Mom is home from the hairdresser, and after peering at the crew picture on the Tacoma, has the following to say: To Grandpa's left is Silas Wood -- Mom says that he and his wife were great friends of Grandma's and Grandpa's and they used to visit back and forth all the time. Moving down the table, the next person is James Wirthlin who later managed the Greeneline wharfboat in Cincinnati. Next to him is a fellow that Mom can't identify. At the end of the table is Chris Greene. Next to him is Harry Hughes, my grandfather's half brother -- Mom doesn't know what he did on the boat, maybe purser or clerk. Next to him is Lawrence Young, pilot, better known to folks then (and now?) as Brushcreek -- he was also pilot on the Tom and possibly other Greene boats. Next to Brushcreek is Alex Shaw and next to him is Capt. Greene -- Mom tells me that I erred in my previous posting, she didn't call him "Grandaddy Greene", she always knew him as "Daddy Greene", which she says is what he asked Mom and her sister Lillian to call him.
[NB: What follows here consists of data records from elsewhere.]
PR #996, opened 2023-05-04
Feature/pre allocated addresses in scrypto

dhedey:
## Summary

Adds support for pre-allocated addresses in scrypto - for (eg) use with the GlobalCaller badges.

Also:
* Fixed an issue I introduced when I allowed creating account at address in scrypto, where the entity type wasn't verified against the blueprint.
* Commonized some of the globalize logic better

## Testing

Added some tests in `address.ts`.

### For dApp developers

You can now use pre-allocation and GlobalCaller badges - but wait for the next PR for nicer syntax and examples (see #997)


radix-engine/src/system/system.rs
```diff
@@ -524,170 +650,64 @@ where
         self.new_object_internal(&blueprint, instance_context, schema, fields, kv_entries)
     }
 
+    #[trace_resources]
+    fn preallocate_global_address(
+        &mut self,
+        entity_type: EntityType,
+    ) -> Result<GlobalAddress, RuntimeError> {
+        if !entity_type.is_global() {
```
iamyulong, line 658: Feel like we should limit it to non-virtualised-global address?

radix-engine/src/system/system.rs
```diff
@@ -524,170 +650,64 @@ where
...
+            return Err(RuntimeError::SystemError(
+                SystemError::InvalidGlobalEntityType,
+            ));
+        }
+        let allocated_node_id = self.api.kernel_allocate_node_id(entity_type)?;
```
iamyulong, line 663: As briefly mentioned before, I think we need to change `preallocate_global_address` interface to accept a blueprint parameter, rather than entity type, and create some placeholder in track to store its state. For instance, we can store
```
<preallocated_address>::<type_info> => TypeInfo::Preallocated(Blueprint)
```

Because now we have a few issues:
- It's an invalid global references, before consumed, which breaks system invariants;
- There is no mechanism to prevent a preallocated address from being used twice (may cause orphaned nodes);
- There is no mechanism to check if a preallocated address has been consumed (if we track its lifecycle, we may enable cross-transaction preallocation. Fun!)

It doesn't have to be done fully this PR, since it concerns mostly the interface.

dhedey: Most of the issues you cover aren't currently possible due to the design of the preallocator - but will add tests for them.

As for the TypeInfo::Preallocated change - I agree this is nice, and should be done alongside the creation of references - and the globally allocated addresses should effectively be equivalent to transaction processor preallocations. I don't think `TypeInfo::Preallocated` necessarily needs tying to a blueprint though? I suggest we leave the above to a separate PR - and maybe it makes sense for you or Josh to pick that up, rather than me ramping up on all the areas where typeinfo is read? :). Let me know your thoughts.

iamyulong: You're right. The call frame based model will prevent most if not all bad behaviours.

Let's just add some tests to verify. 

I will discuss with Josh and see if he likes the idea. Then, either Josh or I can implement it.

talekhinezh: Definitely prefer not exposing entity type to the scrypto layer as it's something scrypto itself shouldn't be concerned about. Will update this in the next PR.

talekhinezh (approved):

PR #999, opened 2023-05-05
Refined Reference Model

iamyulong:
## Summary

This PR introduces a few refactors and fixes to the reference model employed by Radix Engine.

For more technical details, please see REP-79.

## Details

- Disallowed non-stable reference to be passed between frames
    * Stable references are `Global` and `DirectAccess`
- Divided node visibility based on its origin
- Added `call_direct_access_method` Scrypto API
    * You can now recall resources in Scrypto 
- Added node borrow count for `Borrowed` references
   * Borrowed nodes can’t be dropped! 
- Added `actor_node_id` API  to make a "Mini Resource System in Scrypto" possible
- Added various refactors, notably to the node globalisation process

## Testing

New tests has been added for various reference constraints.


radix-engine-tests/tests/min_resource_system.rs
```diff
@@ -0,0 +1,103 @@
...
+                .expect_failure()
+                .to_string();
+            if !error_message.contains(msg) {
+                panic!("Expected {}, but was {}", msg, error_message);
+            }
+        }
+    };
+}
+
+// Note that we may decide to disallow borrowed reference in Scrypto, then
```
talekhinezh, line 46: Can we have these tests which disallow borrowed references in Scrypto so that we can verify they'll fail?

radix-engine-tests/tests/recallable.rs
```diff
@@ -114,3 +115,79 @@ fn can_take_on_recallable_vault() {
         .unwrap();
     assert_eq!(other_amount, Decimal::one());
 }
+
+#[test]
+fn test_recall_on_internal_vault() {
```
talekhinezh, line 120: Can we update name to `owned_internal_vault`

radix-engine-tests/tests/recallable.rs
```diff
@@ -114,3 +115,79 @@ fn can_take_on_recallable_vault() {
...
+    receipt.expect_specific_failure(|e| {
+        matches!(
+            e,
+            RuntimeError::KernelError(KernelError::InvalidInvokeAccess)
+        )
+    });
+}
+
+#[test]
+fn test_recall_on_received_direct_access_reference() {
```
talekhinezh, line 164: Nice!

radix-engine/src/blueprints/resource/auth_zone.rs
```diff
@@ -291,4 +292,43 @@ impl AuthZoneBlueprint {
...
     }
+
+    pub(crate) fn drop<Y>(
+        input: &IndexedScryptoValue,
+        api: &mut Y,
+    ) -> Result<IndexedScryptoValue, RuntimeError>
+    where
+        Y: KernelSubstateApi<SystemLockData> + ClientApi<RuntimeError>,
+    {
+        // TODO: add `drop` callback for drop atomicity, which will remove the necessity of kernel api.
```
talekhinezh, line 303: I think we used to do this but there were some reasons I moved away from this. I think it was to be able to capture the owned nodes in the dropped object, which a Rust style like `Drop` interface wouldn't really allow.

radix-engine/src/blueprints/resource/auth_zone.rs
```diff
@@ -291,4 +292,43 @@ impl AuthZoneBlueprint {
...
+
+        let input: AuthZoneDropInput = input.as_typed().map_err(|e| {
+            RuntimeError::SystemUpstreamError(SystemUpstreamError::InputDecodeError(e))
+        })?;
+
+        // Detach proofs from the auth zone
+        let handle = api.kernel_lock_substate(
```
talekhinezh, line 310: Instead of locking, you could just use the substates returned from `drop_object` no?

radix-engine/src/blueprints/resource/fungible/fungible_proof.rs
```diff
@@ -135,18 +137,24 @@ impl FungibleProofBlueprint {
...
-            .unwrap();
-
-        api.call_method(
-            parent.as_node_id(),
-            RESOURCE_MANAGER_DROP_PROOF_IDENT,
-            scrypto_encode(&ResourceManagerDropProofInput { proof }).unwrap(),
+        // TODO: add `drop` callback for drop atomicity, which will remove the necessity of kernel api.
+
+        // Notify underlying buckets/vaults
+        let handle = api.kernel_lock_substate(
```
talekhinezh, line 145: Similarly here you could just use the substates returned from `drop_object`

radix-engine/src/blueprints/resource/non_fungible/non_fungible_proof.rs
```diff
@@ -156,18 +158,25 @@ impl NonFungibleProofBlueprint {
...
-            .outer_object
-            .unwrap();
-
-        api.call_method(
-            parent.as_node_id(),
-            RESOURCE_MANAGER_DROP_PROOF_IDENT,
-            scrypto_encode(&ResourceManagerDropProofInput { proof }).unwrap(),
+        // TODO: add `drop` callback for drop atomicity, which will remove the necessity of kernel api.
+
+        // Notify underlying buckets/vaults
```
talekhinezh, line 165: Also here

radix-engine/src/blueprints/resource/worktop.rs
```diff
@@ -38,24 +39,37 @@ impl WorktopBlueprint {
...
-        let mut node_substates = api.kernel_drop_node(input.worktop.0.as_node_id())?;
-        let substate = node_substates
-            .remove(&OBJECT_BASE_PARTITION)
-            .unwrap()
-            .remove(&WorktopField::Worktop.into())
-            .unwrap();
-        let worktop: WorktopSubstate = substate.as_typed().unwrap();
-        for (_, bucket) in worktop.resources {
+        // Detach buckets from worktop
+        let handle = api.kernel_lock_substate(
```
talekhinezh, line 51: Why not the old style here where we use the substates returned from the dropped node?

radix-engine/src/kernel/call_frame.rs
```diff
@@ -10,139 +10,221 @@ use radix_engine_interface::blueprints::resource::{
...
 
-#[derive(Debug, Clone, PartialEq, Eq)]
-pub struct CallFrameUpdate {
-    pub nodes_to_move: Vec<NodeId>,
-    pub node_refs_to_copy: IndexSet<NodeId>,
+/// A message used for communication between call frames.
+///
+/// Note that it's just an intent, not checked/allowed by kernel yet.
+#[derive(Default, Debug, Clone, PartialEq, Eq)]
+pub struct Message {
```
talekhinezh, line 21: Can we change name, `Message` definitely does not give impression that this includes state movement?

radix-engine/src/kernel/kernel.rs
```diff
@@ -190,53 +220,51 @@ where
...
+            M::on_execution_finish(&mut message, self)?;
+
+            (output, message)
         };
 
-        // Pop call frame
+        // Move
         {
-            let mut parent = self.prev_frame_stack.pop().unwrap();
+            let parent = self.prev_frame_stack.last_mut().unwrap();
```
talekhinezh, line 239: Is there a reason you didn't want to pop the parent yet?

talekhinezh (approved):

radix-engine-interface/src/types/indexed_value.rs
```diff
@@ -12,7 +12,7 @@ use utils::ContextualDisplay;
 #[derive(Clone, PartialEq, Eq)]
 pub struct IndexedScryptoValue {
     bytes: Vec<u8>,
-    references: IndexSet<NodeId>,
+    references: Vec<NodeId>,
```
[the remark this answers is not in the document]
iamyulong: Yes, when handling references in `CallFrame`, we apply deduplication.

radix-engine-tests/tests/recallable.rs
iamyulong: No problem.

radix-engine-tests/tests/min_resource_system.rs
iamyulong: When disallowing borrowed reference in `create_object/unlock_substate`, we will have dedicated tests to verify failure and disable these tests.

radix-engine/src/blueprints/resource/auth_zone.rs
iamyulong: A general direction I'd like to push for is to move drop customisation to clients - they may decide to detach owned objects and let system attempt to auto drop; or they may decide to clean up everything without system assumption.

Even in `rust`, [the `Drop` interface](https://doc.rust-lang.org/std/ops/trait.Drop.html) exposes a `&mut self`, so we can detach owned objects too.

radix-engine/src/blueprints/resource/non_fungible/non_fungible_proof.rs
iamyulong: Not here. If we drop, we lose visibility to the buckets/vaults.

radix-engine/src/blueprints/resource/worktop.rs
iamyulong: Ditto, primarily to avoid visiblity loss.

radix-engine/src/kernel/kernel.rs
iamyulong: I think we shouldn't change the frame stack structure at the time of processing returns.

As you can tell, we have a dedicate stage for "pop call frame".

radix-engine/src/kernel/call_frame.rs
iamyulong: The reason I renamed `CallFrameUpdate` is to make it clear that it's an itent, not a result.

But, renaming suggestion welcome.

radix-engine/src/blueprints/resource/fungible/fungible_proof.rs
iamyulong: In the long run, I'd like us to consider removing return of `drop_object`, since it has no semantic meaning (but pure bytes).

Like in Rust, if a struct is destructed, we don't have access to its internal.

radix-engine/src/blueprints/resource/auth_zone.rs
iamyulong: Commented in another thread.

native-sdk/src/resource/proof.rs
```diff
@@ -110,7 +110,7 @@ impl SysProof for Proof {
 
     fn sys_drop<Y, E: Debug + ScryptoCategorize + ScryptoDecode>(self, api: &mut Y) -> Result<(), E>
     where
-        Y: ClientApi<E>,
+        Y: ClientObjectApi<E> + ClientBlueprintApi<E>,
```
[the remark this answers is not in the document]
iamyulong: I believe it's to make it usable in system modules where not the full `ClientApi` is allowed.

Among those not pictured was Charlie Hartline, the cook -- she also remembers him well. He was the one who told Mom one day when her petticoat was showing a bit below her dress that "her lace curtains were showing". (Amazing what Mom remembers ...) In the very back of the cabin in the picture, over the doors, is a big signboard with "TACOMA" lettered on it, compliments of my grandfather's fine hand.
Mom has another story. One time the boat was laid up on a sandbar in low water. While she (as a very little girl, mind you) was walking around on the sandbar, she became acquainted with terrapins and couldn't pronounce it, so for years she called turtles "tarjims". Another time, Grandma couldn't find Mom on the boat and were fearful that Mom had fallen overboard, so they stopped the boat and launched a massive search. Turns out Mom was hiding from her older sister Lillian in one of the staterooms, and she pronounced to my panicked grandparents that she was "just hiding from 'Iddy'" (she couldn't pronounce Lillian either).
Grandma didn't stay at the hospital in Gallipolis, just was taken there to see the doctors after she lost her mother, father, and brother, all in the space of days in 1915.
Mom says that's enough. Happy memories for her. She says she's so excited about all this that she "can't stand it".
Thanks for your patience for this posting. It has made a 90 year lady very very happy.